Весь маршрут мы пролетели низко над землей, маневрируя между горами, опасаясь нападения дустомовских самолетов. Сабур, подлетая к Баграму, указав на далекую фигуру на летном поле, сказал:
— Амир-саиб ожидает отлета.
И действительно, на летном поле Баграма я встретил Ахмад Шаха Масуда и поблагодарил его за поездку, за помощь таджикским беженцам. Мы поговорили на ходу и договорились о встрече в Кабуле. Он был в хорошем расположению духа, спешил к ожидавшему его вертолету, был одет необычно празднично, в легкой традиционной летней афганской одежде, на голове нуристанская шапка, на плечах легкая накидка. Он был во всем белом и, входя в вертолет, обернулся и помахал нам рукой... Как оказалось, это была последняя наша встреча.
Где бы я ни находился, в России, США, Европе, я старался говорить о проблемах моей страны и Афганистана, пытался разъяснять позицию Масуда. Однако везде чувствовал дипломатию, готовность выслушать, но ничего реально не предпринимать, в лучшем случае сочувствующее понимание. Я пытался отстаивать интересы Афганистана в Москве. Масуд остро нуждался в запасных частях для военной техники. В октябре 1995 года, увы, здесь было не до Масуда, а те, кто мог бы скорректировать политику в отношении Афганистана, были озабоченны предстоящими президентскими выборами 1996 года или самими собой. Исключением был Евгений Максимович Примаков, который оценивал объективно как ситуацию в самом Афганистане, так и проблемы, связанные с таджикским конфликтом.

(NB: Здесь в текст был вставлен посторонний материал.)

PR #5165, opened 2026-08-10
feat(hook): route claim-time writes by coordination class (ga-601v2)

julianknutsen:
> **RETRACTION (2026-08-10).** An earlier revision of this PR and of `withClaimCapableClassLeg`'s doc comment claimed that materializing a graph.v2 molecule on the real SQLite binding fails on "the root → `workflow-finalize` `blocks` edge `internal/formula/compile.go` emits, refused by the real backend", and called that "a production question about graph.v2 on a split city". **That was wrong, and it is withdrawn.** No production graph.v2 recipe can trip that guard: `internal/formula/compile.go` gates both parent-child emitters on `!graphWorkflow`, and the SQLite guard fires only on `sqliteGraphApplyParentDepPairs`, which is built from a `parent-child` dep. The refusal came from `conformanceGraphRecipe()` carrying a hand-written `parent-child` dep no v2 compiler emits. That fixture dep is deleted here, the real SQLite leaf is now the **suite-wide** class leg, and `withClaimCapableClassLeg` is gone. There is no graph.v2-on-a-split-city hazard to investigate.

Closes the last implementation bead of the split-store program: **ga-601v2 — claim-time write routing by class**. The live-city proof (`ga-iaj7k`) was blocked only on this.

## The problem, and it was user-visible

`gc hook --claim` issued every claim-time write through `beads.NewBdStore(dir, …)` — a bd subprocess rooted in the agent's WORK directory. A relocated coordination class is not a bd workspace and cannot be expressed as a `hookStore{dir, env}` at all, so on a split city those writes ran against a ledger that could not see the bead.

ga-bvdha (#5161) made that visible: the generated work query now reads through the federated `gc ready`, so a relocated graph step assigned to a worker **is served** — and was then skipped every tick with `action=drain reason=claims_errored`. No worker ever ran it.

The red-before string, from `TestSplitTopologyConformance/I15-work-query-federation/split` with the routing disabled, is exactly that bug:

```
gc hook --claim result = {… BeadID:gc-1 Assignee:rig-A/executor …}, want the
relocated assigned graph step gcg-wisp-0003 — the worker claimed something else,
which is the re-serve/re-skip treadmill ga-601v2 closes
```

## Where the claim resolves its store, and why that shape

New file `cmd/gc/claim_class_route.go` adds a **CLASS axis to the existing `hookClaimOps` seam**, beside the rig axis already in `claim_cross_store.go` — not a parallel claim path, and **not a new leg in the query fan-out**: a binding is not a workspace, which is the same sentence the I5 pin used to explain why the gap existed.

Wrapped seams: `Claim`, `StampWorkMeta`, `ReadWorkMeta`, `ListContinuation`, `AssignContinuation`, `EmitExecutionStepStarted`.

**Probe, not prefix.** `gc storage migrate` preserves ids, so a relocated bead keeps its HQ/rig-era prefix and a prefix route would miss exactly the beads that moved. The store is found by asking which one holds the bead — the same reason `bdByIDClassDoor.resolve` probes residence.

**WORK first, and that is deliberately NOT the by-id order.**

| resolver | order | why |
| --- | --- | --- |
| `storeref.ClassCandidates`, `bdByIDClassDoor` | class first | caller holds only an id |
| `gc ready` (#5148/#5158/#5161) | city work first, graph leg **last** | co-resident id dedupes to the work row |
| **this claim** | **work first** | must agree with the reader that served its candidate |

The claim runs the existing work-scope write and escalates only where it answers. A class-first claim would take the class copy while the federated reader keeps answering from the still-open work copy — re-serving the bead every tick, which is the treadmill this PR closes, reintroduced one layer down. `TestClassRoutedClaimKeepsTheWorkCopyOnCoResidence` and I5's co-resident row assert it; mutating the order to class-first reddens both.

**The escalation signal is the existing one, unwidened.** `beads.ErrNotFound` is the only error that proves the bead is not in the store the write ran against (`hookClaimBeadIsElsewhere`). A write timeout, store contention or a controller-socket flap leaves ownership unresolved and is returned unchanged, never retried against a second store (`TestClassRoutedClaimFailsClosedOnEveryOtherError`). A read failure from the binding surfaces rather than being read as absence; the one-shot funnel's standing refusal is handled exactly as `classRoutedStoreForID` handles it.

`ListContinuation` is the one claim-time call with no not-found to escalate on, so it escalates on **empty** and only when the binding holds the group's root — monotone, so a work answer is never replaced, only an absence filled. A list error still fails loud, which is the branch bug this seam was warned about.

The CAS stays the store's: claims go through `storebinding.GraphStore.Claim`, the same acquire half `gc bd update --claim` routes through (#5132), never a read-then-write here. `hookClaimWithBdStore`'s post-mutation classification is factored into `hookClaimThroughStore` and shared, so the two claim paths report a lost race, a stale projection and a failed canonical readback identically.

## Review fixes on this revision

Six majors from the review council, each with a red-before row.

**1. A committed work claim is never escalated (findings 2 + 5).** `ops.Claim` passed only the error to `route.routes`, never `ok`. `hookClaimThroughStore` returns `(claimed, true, err)` for exactly one shape — the CAS COMMITTED and the canonical readback then failed — and `BdStore.Get` wraps `ErrNotFound` for a plain miss, an empty result AND `beads.ErrIDCollision`, so that readback failure routinely satisfied the predicate on a claim that had landed. The wrapper then claimed the same logical bead a second time in the binding and returned `err=nil`, erasing the signal both call sites stop on. Now `if ok { return claimed, ok, err }` before the escalation, matching `claimFirstReadyHookAssignment`'s own `!ok && hookClaimBeadIsElsewhere(err)`.

```
claim_class_route_test.go:444: routed claim returned err=<nil>, want the canonical-readback failure
  reloading claimed bead "gcg-b00": getting bead "gcg-b00": bead not found  returned unchanged
claim_class_route_test.go:444: … reloading claimed bead "gcg-b00": bd resolved a different bead ID
  (substring collision): bead not found  returned unchanged
```

**2. A binding-side claim refusal is per-bead, not per-tick (finding 1).** `*beads.SQLiteStore` is the only production store with the two-argument CAS; the other compiled-in binding provider (`beadsworkspace`, over `*beads.NativeDoltStore`) has none, so `storebinding.ErrBeadsAdapterCapability` came back — not `ErrNotFound`, so the WHOLE tick exited 1 and the worker claimed nothing, including healthy work in other stores. Both halves of the fix landed:

- **at the door**: `newHookClaimClassRoute` verifies the CAS once, the way `storebinding.NewBeadsNudgeQueue` verifies the same capability at construction, and `hookClaimRouteVerdict` degrades that ONE error to unrouted claiming with a loud line. A boot-time refusal in `openStorageRoutes` was considered and rejected: it would take a configuration that boots and serves reads today (`TestStorageGateServesACityFromItsBeadsWorkspace`) and make the whole city unusable — strictly larger than the availability bug being fixed, and a storage-plan question rather than a claim-routing one.
- **per bead**: `hookClaimBindingRefusedTheClaim` earns the same skip the work-side not-found gets. It is a SEPARATE predicate — `hookClaimBeadIsElsewhere` stays exactly as narrow as it was, `beads.ErrNotFound` only — because the two answer questions about different stores: the refusal is reached only after a work store proved this session owns nothing there, and it lands before any write.

```
control (route=nil, main's behavior) → exit 0, gc-77 claimed
claim-incapable leg                  → exit 1, stdout "", stderr
  "gc hook --claim: promoting ready assignment gcg-6: beads adapter capability unavailable: assignment claim"
```

**3. "WORK first" now means every work leg (finding 4).** Chose *make the rule true*, not rename it. The escalation fired on whatever leg `bestStoreWithWork` selected, and for a rig-scoped agent — the shipped shape of every worker that claims — the CITY work store is the leg that runs LAST. Only the primary leg runs the city-wide reader, so it is the only leg whose query can serve a bead it does not hold. Before a not-found opens the escalation, every OTHER leg is now READ for the same id (`anotherWorkLegHolds`, memoized, through the caller's own `ReadWorkMeta` seam); a leg that holds it closes the escalation, the federated loop drops the leg that could not resolve it, and the leg that holds it claims it on the next turn of the same invocation.

A read rather than a deferred second pass, deliberately: a second pass over the fan-out was implemented first and it let unrelated **lower-tier** work in a later leg be claimed ahead of an ASSIGNED graph step — the starvation this slice closes, wearing a different hat (`conformanceAssignedTierClaimsTheGraphStep` caught it). A failed leg read counts as "may hold it": one skipped bead reclaimed next tick beats an ownership write in a ledger the reader is not looking at.

```
hook_claim_class_fanout_test.go:128: work-scope claim ran against dirs "rig-a", want rig-a,city:
  every WORK leg must answer before the class escalation opens
```

`TestClassEscalationStillReachesABindingOnlyBead` pins the other side — once no work leg holds the bead the escalation is immediate, on the FIRST leg, at the candidate's own rank.

`hookClaimClassRouteForCity` gates on `graphClassBinding` (store identity, the same question `resolveClassStore` asks) and returns nil; `classRoutedHookClaimOps` then returns the ops **value** it was handed, not a delegating wrapper. Proved by function identity (`reflect.Value.Pointer`) rather than by behaviour, so an unconditional wrap reddens all six seams.

## The two pinned gaps

**I5 — flipped, and the prediction it got wrong is kept.** The KNOWN GAP predicted the closure would add a coordination-class **leg** to `hookWorkQueryStores` and redden the fan-out rows. It could not: a binding is not a bd workspace. Both halves landed beside the fan-out — ga-bvdha swapped the primary leg's *command*, ga-601v2 put the class axis on the *ops*. So the fan-out rows keep their assertions and become the invariant that keeps query and claim apart, and the closure is asserted on the production seams (`hookClaimClassRouteForCity`, `classRoutedHookClaimOps`) with a new `conformanceHookClaimClassRouting` row covering class-resident, work and co-resident ids.

**I15 — flipped.** `conformanceWorkQuerySeesButCannotClaim` → `conformanceWorkQueryClaimsWhatItSees`; `assertClaimStoreCannotResolve` → `assertClaimEscalatesOffTheWorkStore`, which keeps both original halves (the work store still cannot resolve the bead, and still fails with the not-found the claim path classifies) because they are now the *escalation signal*, and adds the landing. `conformanceAssignedTierDoesNotStrandClaimableWork` → `conformanceAssignedTierClaimsTheGraphStep` (the whole federated command over the ranked assigned tier now returns the graph step) plus `conformanceUnresolvableCandidateStillDoesNotStrandWork`, which keeps the fail-soft property for an id NO store holds. Prose rewritten, no row deleted.

Red-before with the routing disabled:

```
claim_class_route_test.go:84:  routed claim of gcg-100 = (ok=false err=bead not found), want a successful claim
claim_class_route_test.go:180: claim over an unreachable binding = (ok=false err=bead not found), want the read failure surfaced
claim_class_route_test.go:288: routed continuation list = [], want exactly gcg-701
split_topology_conformance_test.go:654:  class-resident graph step …: (ok=false err=claiming bead "gcg-wisp-0002": … bead not found), want a successful claim
split_topology_conformance_test.go:1976: `gc hook --claim` claim of the relocated assigned-tier graph bead gcg-wisp-0003 = (ok=false …), want a successful claim escalated to the binding
```

Widening the escalation predicate to any error:

```
claim_class_route_test.go:127: claim = (ok=true err=<nil>), want the work store's own error returned unchanged;
                               only beads.ErrNotFound may send a claim to a second store   (×3)
```

Class-first probe order:

```
claim_class_route_test.go:160: the work-scope claim never ran; the work store is probed FIRST so co-residence resolves to its copy
split_topology_conformance_test.go:654: co-resident id — first-leg-wins, WORK copy: … gc-1 is claimed for … in the store that does NOT own it
```

Wrapping unconditionally:

```
claim_class_route_test.go:390: classRoutedHookClaimOps replaced the Claim seam on a city with no relocated class   (×6 seams)
```

## The release tier, and what is actually still open (ga-zp3uj rescoped)

An earlier revision shipped the claim with the release half unclosed, on the premise that "nothing automated can release a routed claim". **Measured, that premise was wrong in one direction and right in another**, and the difference is which store the scan LEADS with:

| scan | leading store | reaches the binding? |
| --- | --- | --- |
| reconciler — stranded-repair, named retirement, the `closeBead` cascade | `sessStore.Store` = the SESSIONS-class store | **yes**: one binding serves every relocated class (`openStorageRoutes` keys them all to the engine it opened), so the sessions-class store IS the graph binding on a converged split |
| `gc session close` | `openCityStore` = the CITY WORK store | **no** — fixed here |

So the automated crash-recovery path — the one a dead worker actually goes through — already released a binding-resident claim, and the pinned "known gap" row was driving `unclaimWorkAssignedToRetiredSessionBead(e.work, …)`, which is not what production passes on that path. `gc session close` was genuinely blind, and now takes the graph binding as a class leg (`workAssignmentStores` gained an `extra` argument, de-duplicated by store identity so the reconciler's leg is never scanned twice).

`assertClassRoutedClaimHasNoReleaseTier` is therefore replaced by `assertClassRoutedClaimIsReleasable`, which asserts BOTH scans find and release the step. Red-before, with the class leg removed from `workAssignmentStores`:

```
split_topology_conformance_test.go:770: no leg of the release scan is the class binding;
                                        a claim routed there is released by nothing
--- FAIL: …/I5-claim-routing/split/gc_session_close_—_leads_with_the_work_store_and_is_handed_the_binding
--- PASS: …/I5-claim-routing/split/reconciler_scan_—_leads_with_the_sessions-class_store,_which_IS_the_binding
```

**ga-zp3uj is rescoped, not closed**: what remains topology-blind is the AGENT-side recovery — `bd list --status in_progress`, `on_death`, `on_boot` — which are raw `bd` commands in the agent's work directory. Those RE-SERVE a strand rather than lose it, because the reconciler scan above is what releases it. `internal/config`'s `TestQueryKindsWithoutAReadyReadAreTopologyBlind` is unchanged and still pins that query side.

## Two findings worth a reviewer's eye

1. **`EmitExecutionStepStarted` is routed**, and it is the one seam beyond the bead's literal op list (claim, stamp-branch, continuation list/assign, session-pointer record). It routes on the **memo only** — the store the claim landed in — never on a probe. Rationale: its own doc comment asserts "the hook's bd context owns both the claimed graph step and its workflow root", which is false on a split city, and leaving it unrouted would have the now-succeeding stamp hand it a doomed bd subprocess. Easy to drop if a reviewer disagrees; `TestClassRoutedLifecycleEmissionFollowsTheClaimOnly` pins the narrowness either way.
2. **The "session-pointer record" bug the bead warned about is structurally absent from main.** `publishHookClaimRunMap` publishes a run-map *file* and deliberately does not mutate the session bead, so there is no prefix-routed `RecordSessionPointers` to fix.

## Fixture fidelity — the real backend, suite-wide

The split fixture's class leg is now a real `beads.SQLiteStore` under the graph class's reserved prefix (`newSplitEnvClassLeaf`), behind the kit's `SQLiteSemantics` strictness — the store `internal/storebinding/sqlite`'s `OpenEngine` actually opens. `splittest.StrictStore` forwards `Claim` with the mirror of its own `Count` FIDELITY GAP note.

That leaf differs from the kit's MemStore leaf in exactly the two ways this suite exists to catch: it has the compare-and-swap assignment claim a routed claim acquires through, and it has the graph applier whose reverse-of-a-parent-child guard is the one thing the binding enforces that a MemStore does not. `withClaimCapableClassLeg` and its per-row scoping are deleted; see the retraction at the top for why the scoping existed and why it was not a real constraint.

`conformanceGraphRecipe()` loses its hand-written `parent-child` dep and now carries only the single root → `workflow-finalize` `blocks` edge, which is what a compiled graph.v2 formula emits.

## Gates

- `go build ./...`, `go vet ./...` — clean
- `gofmt -l cmd internal` — empty
- `golangci-lint 2.10.1 ./cmd/gc/... ./internal/beads/...` — 0 issues
- `go test ./cmd/gc -timeout 25m` (SERIAL) — ok
- `go test ./internal/testpolicy/... -count=1` — ok (resource census unchanged)
- `make check-split-topology-rows` / `make check-routed-test-rows` — OK

### DIFF
--- a/cmd/gc/claim_class_route.go
+++ b/cmd/gc/claim_class_route.go
@@ -16,7 +16,7 @@ package main
 // hookClaimOps seam, alongside the rig axis in claim_cross_store.go, rather than
 // a parallel claim path.
 //
-// # The order is WORK first, and that is not the by-id order
+// # The order is EVERY work leg first, and that is not the by-id order
 //
 // A claim is a WRITE, so the store is found by PROBE — ask which store holds the
 // bead — never by routing unconditionally on an id prefix. `gc storage migrate`
@@ -39,25 +39,77 @@ package main
 // The claim must agree with the reader that served it, and the failure if it
 // does not is not cosmetic: claiming the class copy while the reader keeps
 // answering from the still-open work copy re-serves the same bead every tick,
-// which is the treadmill this slice exists to end. So the work store is probed
-// FIRST — by running the existing work-scope write and letting it answer — and
-// the binding is reached only where that write proves the bead is not there.
-// Co-residence therefore keeps the WORK copy, byte-identically to today.
+// which is the treadmill this slice exists to end.
+//
+// "The work store" is a PLURAL, and reading it as a singular is how the order
+// above stops being true. The claim runs against one leg of a fan-out
+// (hookWorkQueryStores), and for the rig-scoped agents that are the shipped
+// shape of every worker that claims, the city work store is the leg that runs
+// LAST: the rig store is prepended as the primary and appendCityHookStore
+// appends the city store at the end. So the not-found the FIRST-selected leg
+// returns proves only that THAT leg does not hold the bead — the city work leg
+// behind it may.
+//
+// The escalation is therefore a property of the whole fan-out, not of one leg.
+// Before a not-found opens it, every OTHER leg is READ for the same id
+// (anotherWorkLegHolds), and a leg that holds the bead closes it: the work
+// store's answer stands, the federated loop drops the leg that could not resolve
+// it, and the leg that holds it claims it on the next turn of the same
+// invocation — at its own rank, not behind whatever else the fan-out is
+// carrying. Co-residence therefore keeps the WORK copy on any leg that holds it,
+// byte-identically to today.
+//
+// A read rather than a second pass, because a second pass would let unrelated
+// lower-tier work in another leg be claimed first, which is the starvation this
+// slice closes wearing a different hat. The reads are bounded — one per
+// remaining leg, once per id, only for a bead the leg that answered could not
+// resolve — and claimHookWorkWithRunner is what hands the route the leg set
+// (hookClaimOps.ClassRoute).
 //
 // # The escalation signal is the existing one, unwidened
 //
 // beads.ErrNotFound is the ONLY error that proves the bead is not in the store
-// the write ran against (hookClaimBeadIsElsewhere). A write timeout, store
-// contention or a controller-socket flap leaves ownership unresolved on a bead
-// the session may already own, and must keep failing closed — so those are
-// returned unchanged and never retried against a second store. This file
-// consumes that predicate; it does not widen it.
+// the write ran against (hookClaimBeadIsElsewhere), and it opens the escalation
+// only together with ok=false. A write timeout, store contention or a
+// controller-socket flap leaves ownership unresolved on a bead the session may
+// already own, and must keep failing closed — so those are returned unchanged
+// and never retried against a second store. This file consumes that predicate;
+// it does not widen it.
+//
+// ok=true is the same refusal for the same reason. hookClaimThroughStore returns
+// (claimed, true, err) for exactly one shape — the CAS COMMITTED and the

В США моя знакомая из Госдепартамента в Вашингтоне в конце концов дала понять, что их эксперты и аналитики утверждают, что по всем объективным показателям, Масуд является естественным союзником русских, может, даже в большей степени, чем Наджиб, и добавила, что русские совершают ошибку, если не понимают этого. Да, безусловно, американцы были правы относительно целесообразности этого союза.